Their companions are the ship's rascally mate, Pere Jules (Michel Simon), and a simple-minded cabin boy (Louis Lefevre). Vigo effortlessly conveys the everydayness of the life onboard. For Juliette, there is virtually nothing to do except deal with the unwashed linens and the disorderly profusion of cats. And shortly, she becomes overwhelmed with boredom. Floating along, she begins to feel disconnected, marginal, as if she were doomed to experience only the edges of her life. "Riverbanks," she says morosely.

The mood Vigo creates here is a kind of enchanted melancholy, and we feel submerged in it the way Juliette does. The effect is almost narcotic. The picture seems to drift, and though almost nothing appears to be happening, our senses are set at a heightened level, as if we were asleep and fully awake at the same time. Vigo moves the story forward by poetic association; there's a logic to the way in which it's ordered, but the links are imperceptible. They're organized by feeling, not intellect.

What's intoxicating about Vigo's style is the way in which the prosaic reality of the life on the barge is charged with luminous undercurrents. Though the love story is at the center of the film, the narrative, such as it is, keeps being commandeered by Simon's Pere Jules or, during the couple's trip to a Paris cafe, the peddler who attempts to entice Juliette into spending a night in the city with him. In one blissful sidetrack, Jules gives Juliette a tour of his cabin, which he maintains as a storehouse of memorabilia from his travels around the world, and as each new bit of exotica is unveiled we're transported far away from the barge's cramped quarters.

Simon's unruly vigor threatens to burst open the seams of the movie's evanescent spirit; you wouldn't be the least bit surprised to learn that he'd been an orangutan in a previous life. Yet without him the movie might slip into a stupor. When Jean discovers that Juliette has slipped away into town, he decides to shove off alone, leaving her deserted on shore where the barge had once been docked.

From this point the film seems to glide to its conclusion on parallel tracks, and every image is suffused with a sense of intolerable longing. Driven half-crazy by Juliette's absence, Jean remembers what his bride had told him about the water revealing your love to you and dives overboard to search for her. Swimming frantically, he has a vision of her floating off in the distance in her white bridal gown, just out of reach.
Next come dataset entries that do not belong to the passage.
PR #102, opened 2019-11-26
Add tutorial to the documentation gitbook for building/deploying images on vSphere and AWS

moondev:
This tutorial outlines building a machine image, as well as details for how to reference the resulting vSphere/AWS image artifact inside the cluster manifests.

I placed the markdown in `docs/book/src/tutorials` and updated the menu tree in `SUMMARY.md`. If there  is a better place for this please share!

The tutorial directs the reader to use commit `1f9002a`, ideally this should be changed to a tagged release when ready.   Thanks!

PR #198, opened 2020-04-03
WIP: Add build/deploy tutorial to gitbook

codenrhoden:
This PR is replacing #102, originally from @moondev.

It splits his work into pages, and updates minor details to avoid the modification of JSON files directly.

It still needs a bit of work, though, as it's using a v1alpha2 version of CAPI. I think it should be v1alpha3 now. I'm not sure if we want to reference those manifests directly here, or point to something in the CAPV/CAPA documentation. Thoughts on that @detiber 

/cc @moondev

### DIFF
--- a/docs/book/src/SUMMARY.md
+++ b/docs/book/src/SUMMARY.md
@@ -5,4 +5,7 @@
   - [AWS](./capi/providers/aws.md)
   - [Azure](./capi/providers/azure.md)
   - [vSphere](./capi/providers/vsphere.md)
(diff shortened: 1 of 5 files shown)


codenrhoden:
I honestly think most of this info is covered in the docs already. The only stuff that isn't is making your own CAPI manifests, which I don't think is something we should cover. CAPI is under active development, and the information changes. The API revision changes and becomes out of data (v1alpha2 vs v1alpha2, for example).

/close

PR #199, opened 2020-04-04
Disable Docker and containerd services by default

### LINKED ISSUE #128: Docker is enabled on boot
At the moment, images have Docker installed and enabled by default. This is not a good idea in cases where different Docker version will be installed or some other container runtime like conainerd.

Would be a good idea to either:
1. Disable Docker auto-start on boot (will be enabled by Kops later)
2. Just copy Docker packages in the cache dir and expect Kops to install what it needs.

/cc @justinsb

hakman:
In some cases, Kops NodeUp needs to run before Docker or containerd. See https://github.com/kubernetes/kops/issues/8843.

This PR disables the Docker and containerd services by default and also stores the .deb files in the location used by Kops NodeUp for caching. This way the packages are not downloaded again when NodeUp runs.

Fixes #128


hakman:
Closing in favour of https://github.com/kubernetes-sigs/image-builder/pull/273.
/close

PR #202, opened 2020-04-13
Initial builder using containers

justinsb:
First steps towards a suite of tools for building cloud images by
reusing the container-building infrastructure.


justinsb:
Unmarking as WIP, as it seems to work reasonable well now and is tucked away in the kube-deploy directory (for now, until we can get those scripts into @moshloop 's CLI).  cc @codenrhoden and @moshloop  ... and you were right - terraform is easier than bash for the AWS "helper" instance, as well as for test instances.

codenrhoden:
/lgtm

No objections raised in today's office-hours!

Issue #197, opened 2020-04-03
Take over building of HAProxy OVA from CAPV


codenrhoden:
Just putting this here as a breadcrumb in case anyone wants to chime in on it:

https://github.com/kubernetes-sigs/cluster-api-provider-vsphere/issues/884

codenrhoden:
Judging from reaction from the CAPV issue, and no objections raised in the community meeting today, I'm going to take this issue and implement it.

/assign

PR #203, opened 2020-04-13
Clarify what belongs to the K8s node images

codenrhoden:
With the coming inclusion of the HAProxy image that is needed by CAPV (see #197), it makes sense to clarify in the code what is "node" related. This patch renames a bunch of Ansible related roles (and playbook) to clearly call these out as "node".

Specifically for OVAs (which are the only ones right now that will be capable of building an image other than a "node" image), we clarify the `make` targets to list "node" specifically (with "haproxy" targets coming in a later PR).

We also make a more standard pattern for the OVAs to clarify how they are built using a local vs ESX hypervisor. This will make more sense when a "vcenter" target is added in #186 .

I was preparing one big patch to add the HAProxy stuff, but I kept finding more things to cleanup and change, so thought it make sense to put this up as a separate PR. The HAProxy stuff depends on this, but that may not get filed for a couple more days still and this can go up for review now.

/assign @detiber @figo 
/cc @dims


detiber:
/lgtm
/hold for additional reviews

feel free to remove the hold whenever

codenrhoden:
I'm going to keep holding on this one until after I get #186 merged in (which I'm testing now), in order to reduce the re-base burden on that contributor. :)

codenrhoden:
/hold cancel
@detiber Okay, now that the vSphere builder is merged in, this is ready for re-review!

PR #207, opened 2020-04-16
Add a flag to conditionally load additional kubernetes images when source type != pkg

### LINKED ISSUE #206: [capi] Building images using the k8s ci artifacts fails
The list of `kubernetes_imgs` that we have in `images/capi/ansible/roles/kubernetes/defaults.main.yml` includes `pause.tar`, `coredns.tar`, and `etcd.tar`, but they are not included in the k8s ci artifacts (since they are built, versioned and distributed separately).

If we want to automate loading of these images, we should likely use a separate variables for their source, type, versions rather than overloading the use of `kubernetes_http_source`, `kubernetes_semver`, and `kubernetes_source_type`

detiber:
Fixes #206 

@codenrhoden I wasn't entirely sure which behavior would be the most desired by default, so I defaulted to assuming support for the upstream k8s sources, which do not include pause, etcd, and coredns images by default.

This would require any current consumers that expect the old behavior to override the packer variable `kubernetes_load_additional_imgs` to retain that behavior.

Happy to switch up the logic if that makes more sense, though.


codenrhoden:
@detiber I'm fine with the default as you have it. I'll just call it out in the release notes on the next tag.
Love your branch name 🤣 

Changes LGTM. I notice you called it out as a WIP, but I'm guessing that was just because of your question re: default behavior.

/lgtm
/approve

I'd say just remove the WIP prefix when you are ready!

detiber:
@codenrhoden I still need to finish testing the changes, should be able to finish that up shortly.

detiber:
Ok, just wrapped up testing and it appears to be working as intended :)

PR #657, opened 2021-07-17
Use 1.7 ansible galaxy package for Windows

jsturtevant:

Ansible windows package broke win_templates in https://github.com/ansible/ansible/issues/74887 and has been [fixed](https://github.com/ansible-collections/ansible.windows/issues/212#issuecomment-823524227) in the package which is not avaliable via standard 2.10.11 ansible package.

This ensures we have the latest windows package with the fixes

Which issue(s) this PR fixes (optional, in fixes #<issue number>(, fixes #<issue_number>, ...) format, will close the issue(s) when PR gets merged): Fixes https://github.com/kubernetes-sigs/image-builder/pull/624

**Additional context**

/sig windows
/cc @perithompson @mboersma

### DIFF
--- a/images/capi/hack/ensure-ansible.sh
+++ b/images/capi/hack/ensure-ansible.sh
@@ -32,6 +32,6 @@ if command -v ansible >/dev/null 2>&1; then exit 0; fi
 
 ensure_py3
 pip3 install --user "ansible==${_version}"
-pip3 install --user "ansible-base==2.10.9" --force-reinstall
 ensure_py3_bin ansible
 ensure_py3_bin ansible-playbook
+ansible-galaxy collection install ansible.windows:==1.7.0


CecileRobertMichon:
@codenrhoden @kkeshavamurthy OVA test is failing with

> --> vsphere: ServerFaultCode: Cannot complete login due to an incorrect user name or password.

Same failure is happening in other PRs too

perithompson:
@jsturtevant are you able to fix up your commits?  looks like one of them does nothing but a space? otherwise lgtm

codenrhoden:
/test pull-container-image-build

I'm confused when I see the title of this PR saying it's installing Ansible 2.10, but the code is installing ansible.windows 1.7.

Ansible has so many versions floating around now. =) I get what's happening, but still.

I think at some point we should explore moving to Ansible 4.x (with ansible-core 2.11.x), and maybe taking the ansible-core route with only installing the modules we need to reduce sizes.

mboersma:
> I think at some point we should explore moving to Ansible 4.x 

FWIW, I [fixed a related problem](https://github.com/deis/docker-go-dev/pull/307) that @jsturtevant and I were working on by upgrading from ansible 2.10.x to 4.2.0. It builds at least the Azure images without any problems, so there's one data point in favor.

CecileRobertMichon:
/lgtm

@jsturtevant please fix the commits and ping me when it's ready for approve

PR #553, opened 2021-03-17
Add retries while fetching Windows Defender signatures

jsturtevant:
What this PR does / why we need it:
Update Windows Defender signatures can fail when reaching out to MS servers to grab the signatures.  Testing to see if retries helps mitigate the failures

Which issue(s) this PR fixes (optional, in fixes #<issue number>(, fixes #<issue_number>, ...) format, will close the issue(s) when PR gets merged): Fixes #549 

**Additional context**
Add any other context for the reviewers

I've had a hard time reproducing on my sub.  Will run the test a few times before merging to see that it resolves flakes

/cc @perithompson

PR #659, opened 2021-07-20
bump containerd to 1.5.4

MaxRink:
https://github.com/containerd/containerd/releases/tag/v1.5.4
Tl;dr: fixes a CVE

**Additional context**

### DIFF
--- a/images/capi/packer/config/containerd.json
+++ b/images/capi/packer/config/containerd.json
@@ -1,7 +1,7 @@
 {
   "containerd_additional_settings": null,
   "containerd_cri_socket": "/var/run/containerd/containerd.sock",
-  "containerd_sha256": "32a9bf1b7ab2adbd9d2a16b17bf1aa6e61592938655adfb5114c40d527aa9be7",
-  "containerd_sha256_windows": "9ad0323b1ffc717795b27708ede5a69b653bfa44edb73c7891aa06ccc2f4c809",
-  "containerd_version": "1.5.3"
+  "containerd_sha256": "591e4e087ea2f5007e6c64deb382df58d419b7b6922eab45a1923d843d57615f",
+  "containerd_sha256_windows": "64a84f45d1eb21ec8298905e2f5d9014811c9100f71d589b9887bb37891845f5",
+  "containerd_version": "1.5.4"
 }


MaxRink:
Hmm, weird. looking at the logs containerd installs correctly on windows but the kubelet fails afterwards.

CecileRobertMichon:
@jsturtevant @perithompson any ideas?

perithompson:
It's like packer timed out on the final reboot before sysprep, and only on 2019, if it was containerd I'd expect it to effect both versions? @jsturtevant do we get any machine logs? To see if there was an error on reboot that stopped the host from booting?

jsturtevant:
I am not seeing any errors for kubelet starting and the ansible tasks are completing successfully for both 2019 and 2004. The  failures seem to have timeouts during the final restart:

```
--> vhd-windows-2019: Timeout waiting for machine to restart.
```

This restart time hasn't been an issue before but could vary depending on the Windows updates being applied.  In aks-engine  we have the timeouts set to 10m instead of the default 5m (https://www.packer.io/docs/provisioners/windows-restart).  

We can either add a restart timeout here or in a different PR.

CecileRobertMichon:
@jsturtevant any ideas why it would start failing on this particular PR? seems like it's still passing on other PRs, eg. https://github.com/kubernetes-sigs/image-builder/pull/645

jsturtevant:
Unfortunately no, the timeout isn't even consistent in this PR, it failed for 2004 the first round and 2019 the second.  @marosset do you have any ideas on why it take longer from time to time? My understanding is the subset of Core Windows packages could be slightly different causing a slower update.  We've bumped aks-engine to 10 mins per restart for this reason.

marosset:
> Unfortunately no, the timeout isn't even consistent in this PR, it failed for 2004 the first round and 2019 the second. @marosset do you have any ideas on why it take longer from time to time? My understanding is the subset of Core Windows packages could be slightly different causing a slower update. We've bumped aks-engine to 10 mins per restart for this reason.

I don't and trying to root-cause delays like that can be very time consuming :(

jsturtevant:
@MaxRink https://github.com/kubernetes-sigs/image-builder/pull/660 merged to help resolve the timeout. could you re-base and try again?  Thanks!

MaxRink:
done

jsturtevant:
This error we have seen before, and thought was resolved in https://github.com/kubernetes-sigs/image-builder/pull/553. I will look into this some more.

```
ASK [systemprep : Update Windows Defender signatures] *************************[0m
[0;32m    vhd-windows-2019: fatal: [default]: FAILED! => {"changed": true, "cmd": "$service = Get-Service \"Windefend
```

/retest

CecileRobertMichon (commented):
/approve

jsturtevant:
/retest

This timeout is due to goss running in parallel for windows.  We have started to see it after enabling goss to fail. Spoke with @perithompson and we should lower the concurrency here for now and address in up stream goss.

In its elusiveness and ineffability, that image could stand as a miniature for the whole film -- for that matter, for the director's entire career. As a believer in transcendence and passionate disruption, Vigo was always taking the plunge, following his heart into the ragged margins of life. He had a genius for disorderly, haphazard eloquence, and his dedication to anarchy made it impossible for him to follow the conventional steps. Even in this newly restored version -- which contains some nine minutes of additional footage -- the picture remains magnificently unresolved, an obscure, submerged treasure, gloriously outside our grasp.